Australian rules footballer (1900–1952)

Daniel George Gough (18 March 1900 – 15 April 1952) was an Australian rules footballer who played for Fitzroy and Carlton in the Victorian Football League (VFL).

George Gough was one of these schoolboys who would one day be a competent footballer, he started as a youngster playing with the Croxton I.O.R. junior team, till 1918, when he came of age and transferred to Preston in the V.J.F.A. competition. Fitzroy recruited him the following year.
Gough, a small forward, had the first of two separate stints in the VFL. He played mainly as a half-forward and rover but after three seasons he had enough of Fitzroy's coach so he crossed over to play for his local VFA side, Northcote.
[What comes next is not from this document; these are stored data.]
PR #1839, opened 2015-10-05
PDI-14287: Get Data from XML returns incorrect XML node value

TatsianaKasiankova:
There are fix and unit tests.

The problem was:
The step uses dom4j SAXReader to create DOM4J tree from SAX parsing events.(please see http://dom4j.sourceforge.net/dom4j-1.6.1/apidocs/org/dom4j/io/SAXReader.html)
From SAX documentation: SAX parsers may return all contiguous character data in a single chunk, or they may split it into several chunks (http://www.saxproject.org/apidoc/org/xml/sax/ContentHandler.html#characters%28char[],%20int,%20int%29)
So potentially even plain text like: "text1 text2 " could be devided into several text nodes (e.g. for reasons having to do with parser efficiency and input buffering).
So e.g. we will have the node with two text nodes: "text1" and "text2". Then we call node.valueOf( text() ) (see https://github.com/pentaho/pentaho-kettle/blob/5.4.0.1-R/engine/src/org/pentaho/di/trans/steps/getxmldata/GetXMLData.java#L738-L739)
and we get only one first text node because dom4j uses  org.jaxen.XPath implementation of the metod.
The easiest fix is just to normalize already parsed document.

### DIFF
--- a/engine/src/org/pentaho/di/trans/steps/getxmldata/GetXMLData.java
+++ b/engine/src/org/pentaho/di/trans/steps/getxmldata/GetXMLData.java
@@ -171,6 +171,7 @@ public class GetXMLData extends BaseStep implements StepInterface {
           BaseStep.closeQuietly( is );
         }
       }
+      data.document.normalize();
 
       if ( meta.isNamespaceAware() ) {
         prepareNSMap( data.document.getRootElement() );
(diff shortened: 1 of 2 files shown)


TatsianaKasiankova:
@mattyb149, @brosander Hi, please review changes.

mattyb149:
What are the performance implications for normalizing the document? This code can be called once for each row (if the filenames are provided in a field), so if it is a slow operation, this could degrade performance

rpbouman:
Personally I don't think this should be merged. The reason is not so much the chosen solution (although I share @mattyb149's concern); I simply think that from the standpoint of the xpath specification there is no bug at all. I added a comment to http://jira.pentaho.com/browse/PDI-14287 to explain why.

mattyb149:
Your explanation makes sense to me, @dkincade what do you think?

dkincade:
Verified that the original case is actually not a bug. We are going to close this PR.

PR #1851, opened 2015-10-08
[BACKLOG-5441] Fix size retrieve from VFS file.

AlexanderBuloichik:
Additional output field "Size" will be null if size cannot be retrieved.

### DIFF
--- a/engine/src/org/pentaho/di/trans/steps/fileinput/BaseFileInputStep.java
+++ b/engine/src/org/pentaho/di/trans/steps/fileinput/BaseFileInputStep.java
@@ -427,9 +427,14 @@ public abstract class BaseFileInputStep<M extends BaseFileInputStepMeta, D exten
     data.path = KettleVFS.getFilename( file.getParent() );
     data.hidden = file.isHidden();
     data.extension = file.getName().getExtension();
-    data.lastModificationDateTime = new Date( file.getContent().getLastModifiedTime() );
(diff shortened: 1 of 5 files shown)


engine/src/org/pentaho/di/trans/steps/fileinput/BaseFileInputStep.java
```diff
@@ -427,9 +427,14 @@ protected void fillFileAdditionalFields( D data, FileObject file ) throws FileSy
     data.path = KettleVFS.getFilename( file.getParent() );
     data.hidden = file.isHidden();
     data.extension = file.getName().getExtension();
-    data.lastModificationDateTime = new Date( file.getContent().getLastModifiedTime() );
     data.uriName = file.getName().getURI();
     data.rootUriName = file.getName().getRootURI();
-    data.size = file.getContent().getSize();
+    if ( file.getType().hasContent() ) {
```
dkincade: I am sure this could use a unit (or maybe an intergration) test to prevent a regression in this area.

AlexanderBuloichik: I already created unit test for that, but I refactored unit tests for the new TextFileInput and CsvInput since Monday. I.e. unit test uses new code that not in git yet (see #1852). #1852 contains unit test against "Size" this issue. I will discuss order of commits with Michael.

PR #1877, opened 2015-10-21
Add argument number in LDAPConnection.Update.Attribute message

mbarre:
The argument number was missing. This caused the LDAP Output Step failure.


mbatchelor:
Thank-you for the contribution!!

adriens:
good job @mbarre !

PR #1936, opened 2015-11-19
[PDI-14608] Added case for DASH so AutoDoc step no longer fails

agnielson:
I reviewed the other relevant code and couldn't for the life of me decide if DASH from JobPainter/TransPainter should have been something else, so I'm recommending another case be added to SwingGC.  Feel free to change the values for the dash variable.


mbatchelor:
Checkstyle failed on the commit by agnielson. I copied over his fix from here to my fork, made it conform, and checked in the updated PR ( https://github.com/pentaho/pentaho-kettle/pull/1938 ). Thanks @agnielson

PR #1970, opened 2015-11-27
[PDI-14618] - Creating a connection from an open KTR or KJB when connected to repository allows to create connections with the same names (identical) or with the same names but with differ case

akhayrutdinov:
- check uniqueness of name when adding and editing connection from step dialog
- add tests
- fix Checkstyle violations

@brosander, @mdamour1976, review it please.


akhayrutdinov:
I re-worked the approach a bit

PR #1975, opened 2015-11-30
[BAD-297] - Hadoop file output fails append to file

stepanovdg:
* UI changes  - enable extension field in case of using filename from field


stepanovdg:
related https://github.com/pentaho/big-data-plugin/pull/571

stepanovdg:
@brosander @deinspanjer Could you please take a look? It`s according the first point of the http://jira.pentaho.com/browse/BAD-297 :
1. In tab File, when the "Accept filename from field" is selected, the "Extension" field is greyed out indicating it is not used. However it still gets used.
So It was decided to enable for editing extension field (as it was and still is being used) to not break somebody`s existing ktrs.

PR #1974, opened 2015-11-30
[PDI-11374] Fix Unit Test

matthewtckr:
Updated unit test as the expected exception in the test was no longer thrown in the init method

PR #1976, opened 2015-12-01
[SP-2258][PDI-11374] Fix Unit Test

SergeyTravin:
Updated unit test as the expected exception in the test was no longer
thrown in the init method


SergeyTravin:
@brosander, can you please take a look at this? It is a backport for unit test from
https://github.com/pentaho/pentaho-kettle/pull/1974

PR #2000, opened 2015-12-22
[PDI-14015] - Repository import does not populate the transformation reference correctly on the Metadata Injection step

AndreyBurikhin:
@mdamour1976 please review.

p.s.: it is a "cheap & dirty" solution. if it is too dirty - let me know i'll present the other one - we can add a new interface which specifies method to recalculate path for current location. Then this interface should be added to all steps/job entries which need path correction on import/export.


mdamour1976:
@AndreyBurikhin love cheap and dirty.  I think this solution is more broad than affecting all steps/jobs that need path correction.  Do you think it would be possible to create a unit test?

AndreyBurikhin:
@mdamour1976  the test was added

mdamour1976:
@AndreyBurikhin thanks for the test, looks good.  Can we squash it too.

AndreyBurikhin:
@mdamour1976 squashed

PR #2005, opened 2015-12-24
[PDI-14724] - Disabling error handling hop doesn't disable error hand…

yshakhau:
…ling of the step


mbatchelor:
Looks like this was superseded by PR #2014

PR #2013, opened 2015-12-30
[PDI-8930] - PluginMessages can avoid synchronization if it uses ConcurrentHashMap

akhayrutdinov:
- replace HashMap with ConcurrentHashMap

### DIFF
--- a/engine/src/org/pentaho/di/core/util/PluginMessages.java
+++ b/engine/src/org/pentaho/di/core/util/PluginMessages.java
@@ -22,8 +22,7 @@
 
 package org.pentaho.di.core.util;
 
-import java.util.HashMap;
-import java.util.Map;
+import java.util.concurrent.ConcurrentHashMap;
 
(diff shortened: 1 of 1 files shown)


brosander:
@akhayrutdinov this doesn't seem related to PDI-8935

Also, couldn't we use ConcurrentHashMap still?  The readwritelock can have multiple threads blocked waiting on the write lock at the same time, so you'd still get the chance of creating garbage PluginMessages but below you throw away the duplicate one right away (and no locking).  PluginMessages just have a String member variable and no other initialization and so should be really cheap to create in the race condition knowing we'll always return the first one put into the map:

    PluginMessages result = MESSAGES_MAP.get( packageName );
    if (result == null) {
      return MESSAGES_MAP.putIfAbsent( packageName, new PluginMessages( packageName ) );
    }
    return result;

Please let me know what you think.

akhayrutdinov:
@brosander, yes, that makes sense. I've updated the PR and changed its title.

PR #2015, opened 2015-12-30
[PDI-13901] - Export Linked Resources: Metadata Injection step not working

AndreyBurikhin:
@mdamour1976 please review


mdamour1976:
Looks nice @AndreyBurikhin 

It looks like you split the PR across multiple commits on purpose, but I don't think we need this level of granularity (it just adds noise).  If you can squash these it would be great.

AndreyBurikhin:
@mdamour1976 squashed

PR #2024, opened 2016-01-05
[PDI-12967] Prevent Hop Flipping for Start Job Entry

matthewtckr:


deinspanjer:
Very reasonable quick fix for this.  We'll need some unit tests that cover it though.

mdamour1976:
I can't really imagine there being any reasonable unit tests that can be written for this.  I'd be fine merging it as is.

deinspanjer:
Okay, I was basically just thinking about something that would test whether a normal hop was flippable and a start hop was not.

PR #2144, opened 2016-02-08
[BACKLOG-6392] - Changed LazyUnifiedRepositoryDirectory so that hidde…

wseyler:
…n files are NOT filtered.


wseyler:
@mdamour1976

PR #2146, opened 2016-02-08
[PDI-10546] Fixing unit test failures due to missing test-config

mdamour1976:


mdamour1976:
@AlexanderBuloichik for reference

PR #2149, opened 2016-02-09
[PDI-14749] Greenplum loader step does not handle TYPE_TIMESTAMP

SergeyTravin:


SergeyTravin:
@brosander, @deinspanjer, review it please

PR #2162, opened 2016-02-11
[SP-2462][PDI-14749] Greenplum loader step does not handle TYPE_TIMESTAMP

SergeyTravin:


SergeyTravin:
@brosander, @deinspanjer,  @pamval  review it please

PR #2165, opened 2016-02-11
[BACKLOG-6496] - Database lookup step with "IS NOT NULL" comparator fails on 6.1

akhayrutdinov:
- check if lookup value really exists
- add a test

@brosander, review it please. This PR fixes another problem in the step.


akhayrutdinov:
@brosander, review it please. @deinspanjer, may be you have a chance to look at it?

PR #2181, opened 2016-02-12
[BACKLOG-6573] Regression with Metadata injecting the Excel input step

e-cuellar:
@mdamour1976 Please Sir!


e-cuellar:
@mdamour1976 Also... please advice on the comment I left in the Jira case and see the attached screenshoot.

PR #2184, opened 2016-02-14
[PDI-14953] Add metadata injection support to Greenplum load step

stevewillcock:
This is to add metadata injection to the Greenplum load step. I have added a unit test with a similar structure to that in TextFileOutputMetaInjectionTest.

Please let me know if there are any problems with this.

Thanks


jbleuel:
This one is outdated, see PDI-14953 for details. Nevertheless thanks for the PR!

stevewillcock:
@jbleuel  Hi, no problem, glad this has been fixed. Just to point out, this PR also used annotations, and it's interesting to see that the implementations are very similar (at least the approach I had taken was correct!) :)

https://github.com/pentaho/pentaho-kettle/pull/2184/files
https://github.com/pentaho/pentaho-kettle/pull/2349/files

I'll probably create another PR in the near future to include the properties file additions from this PR (which can be quite important for end user understanding of allowed values when using metadata injection in some cases including in this case I think) and the extra tests which are in this version.

On a side note, do you know if support for annotation based metadata injection will be included in the 6.1 release or will it not be available until 7.0?

Thanks!

Steve

jbleuel:
Yes, 6.1 supports annotations for metadata injection. Once 6.1 is out we will also provide dev doc on this on help.pentaho.com.

stevewillcock:
Brilliant, thanks for the clarification.

PR #2208, opened 2016-02-19
[BACKLOG-6682] fix injectable trim type for excel input field

tgf:
@mdamour1976 please review


tgf:
@bmorrise please review

PR #2217, opened 2016-02-23
[BACKLOG-6753] Change MDI behavior for non-exist steps, fields and key to don't fail transformation

AlexanderBuloichik:


AlexanderBuloichik:
@bmorrise Merge it, please

PR #2220, opened 2016-02-23
[BACKLOG-6753] Change MDI behavior for non-exist steps, fields and key to don't fail transformation

mdamour1976:


mdamour1976:
@bmorrise

PR #2257, opened 2016-02-29
[PDI-14403] Salesforce Error Message

matthewtckr:
Show real username when testing the Salesforce connection


matthewtckr:
@pamval Created #2277

PR #2260, opened 2016-03-01
[PDB-1427] Default date formats in dashboard and PIR are not same

SergeyTravin:
- added date format with and HH:mm:ss.S
 - added method which return all available date formats
 - removed some dublicate date format


SergeyTravin:
@tkafalas, @rmansoor, @akhayrutdinov  Could you review it?

PR #2292, opened 2016-03-10
[PDI-15085] Moved XML Input Stream step to Input category

bmorrise:
@mdamour1976


mdamour1976:
@kcruzada @bmorrise I wouldn't have merged that, I was just reviewing it.

I think we missed this:
https://github.com/bmorrise/pentaho-kettle/blob/79fb4c49276035a33b18b96f1bef650af829efc2/plugins/kettle-xml-plugin/src/org/pentaho/di/trans/steps/getxmldata/messages/messages_en_US.properties#L7

PR #2322, opened 2016-03-16
[PDI-15057]  correcting arraycopy destination in

mkambol:
GetFilesRowCountMeta.clone()

@pamval


lucboudreau:
Base build failed with return code 1

lucboudreau:
Base build failed with return code 1

PR #2344, opened 2016-03-21
[PDI-14852] - fix issue with setting variables in modified javascript step

andtorg:
Implemented two loops to climb up to the right VariableSpace level when user wants to set variables either at parent job or at grandparent job level


andtorg:
The step needs a better fix because it doesn't handle the case of submapping transformation when setting variables. I'll going to re-open or issue a new pull request when refactoring is finished,

PR #2390, opened 2016-03-31
[PDI-15152] GA Filter allows empty variable values

matthewtckr:
Check if the variable-substituted filter is not empty before trying to set a filter


eliofreitas:
Rejected from automatic build ,authorized users only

He then turned out for Northcote playing at full forward. In his third season he topped the league's goal-kicking with 83 goals. His tally that year included a bag of 25 goals against Prahran which set a VFA record which has never been broken; it was his sole haul of ten or more goals in a game. He played a total of 91 matches for Northcote, kicking 276 goals.

In 1926 he was second in the league goalkicking for the year. He was so consistent that Carlton express keen interest in him. Gough was picked up by Carlton and started well by kicking five goals on his debut for the club. He finished the season with a tally of 30 goals and backed it up the following year with 36 goals, four of them in the Semi Final loss to Richmond. In his 24 games at Carlton, Gough went goal-less only once.

After two years with Carlton, Gough returned to Northcote in 1929 and played up the field on the wing. He lost his passion for the game and retired mid-season.

He was cleared to Preston for the 1930 season.

He died after a long illness, at his home in Regent.